THE FIFTEENTH AMENDMENT – PART 3

15th AmendmentThe Justice Department is currently battling South Carolina and Texas in court over voting laws they’ve put forward. Attorney General Eric Holder recently told members of the Conference of National Black Churches that the “sacred” right to vote was threatened by some of these laws.  Reince Priebus, the Chairman of the Republican National Committee, backed the laws in a recent editorial that cites multiple examples of alleged fraud. Voter ID laws, he said, were based on a “common-sense proposal [that] seeks to further preserve the sanctity of our elections by ensuring that only eligible voters vote in American elections.” Priebus and others have argued that the laws don’t present an undue barrier to minorities, in part because they say it shouldn’t be difficult to procure a photo ID.  

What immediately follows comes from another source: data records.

PR #720, opened 2023-11-30
Emit missing style warning on VideoConference when in development mode

lukasIO:


Ocupe (commented):
How about creating a custom hook instead of a function call in a useEffect hook? Then we can drop it into other prefabs with minimal effort and lines of code.

`useWarnAboutMissingStyles()` or something

lukasIO:
@Ocupe addressed your comments

Ocupe (approved):
Nice 👍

The Republican controlled North Carolina legislature passed the country’s worst voter suppression law after only three days of debate. Rick Hasen of Election Law Blog called it “the most sweeping anti-voter law in at least decades” The bill mandates strict voter ID to vote even though 318,000 registered voters lack the narrow forms of acceptable ID according to the state’s own numbers and there have been no recorded prosecutions of voter impersonation in the past decade. The bill reduces the number of early voting days by a week, even though 56 percent of North Carolinians voted early in 2012. The bill eliminates same-day voter registration during the early voting period, even though 96,000 people used it during the general election in 2012 and states that have adopted the convenient reform have the highest voter turnout in the country.  While Republicans claim that the law is designed to eliminate voter fraud, the real reason is turn-out.  For example, African-Americans are 23 percent of registered voters in the North Carolina, but made up 28 percent of early voters in 2012, 33 percent of those who used same-day registration and 34 percent of those without state-issued ID.  Of course, we all know that the majority of African Americans vote Democrat.  In addition, the bill eliminates nearly everything that encourages people to vote in North Carolina and replaced by unnecessary and burdensome new restrictions. At the same time, the bill expands the influence of unregulated corporate influence in state elections.

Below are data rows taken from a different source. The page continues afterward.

PR #728, opened 2023-12-05
Add setLogExtension to core

mpnri:
Add the `setLogExtension` function for setting extension for both `livekit-client`, and `@livekit/components-core`: just like the `setLogLevel` function.

### DIFF
--- a/.changeset/curly-papayas-bow.md
+++ b/.changeset/curly-papayas-bow.md
@@ -1,0 +1,5 @@
+---
+"@livekit/components-core": patch
+---
+
+Add setLogExtension to core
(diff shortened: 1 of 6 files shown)


lukasIO:
this is a nice addition, could you add a changeset and also expose the function from `components-react` directly (re-export in packages/react/src/index`)

mpnri:
> this is a nice addition, could you add a changeset and also expose the function from `components-react` directly (re-export in packages/react/src/index`)

Done👍.

lukasIO (approved):
nice, thank you!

“I want you to understand what this bill means to people,” said Representative Mickey Michauz (D-Durham), the longest-serving member of the North Carolina House and a veteran of the civil rights movement who grew up in the Jim Crow South. “We have fought for, died for and struggled for our right to vote. You can take these 57 pages of abomination and confine them to the streets of Hell for all eternity.”

Here are some of the details of everything bad about the ball according to the North Carolina Policy Watch:

· The end of pre-registration for 16 & 17 year olds;

· A ban on paid voter registration drives;

· Elimination of same day voter registration;

· A provision allowing voters to be challenged by any registered voter of the county in which they vote rather than just their precinct;

· A week sliced off Early Voting;

· Elimination of straight party ticket voting;

· A provision weakening disclosure requirements for ”independent expenditure” committees;

· Authorization of vigilante poll observers, lots of them, with expanded range of interference;

· An expansion of the scope of who may examine registration records and challenge voters;

· A repeal of out-of-precinct voting; and

· A repeal of the current mandate for high-school registration drives.

“We will see long lines, many citizens turned away and not allowed to vote, more provisional ballots cast but many fewer counting, vigilante observers at the polling place and all disproportionately impacting black voters,” says Anita Earls, executive director of the Durham-based Southern Coalition for Social Justice and a former deputy assistant attorney general for civil rights in the Clinton administration. “This new law revives everything we have fought against for the past ten years and eliminates everything we fought for.”

The legislation should be a wake-up call for Congress to get serious about resurrecting the Voting Rights Act and passing federal election reform. Six Southern states have passed or implemented new voting restrictions since the Supreme Court’s recent decision invalidating Section 4 of the Voting Rights Act, which will probably go down in history as one of the worst rulings in the past century.

But these desperate attempts will not stop the march of justice and democracy to assure that voting rights are available to all Americans.  It continues to be a long struggle as voting rights suppression continues in various states, but I believe that democracy will ultimately prevail as it has over the past years, but that’s just my take.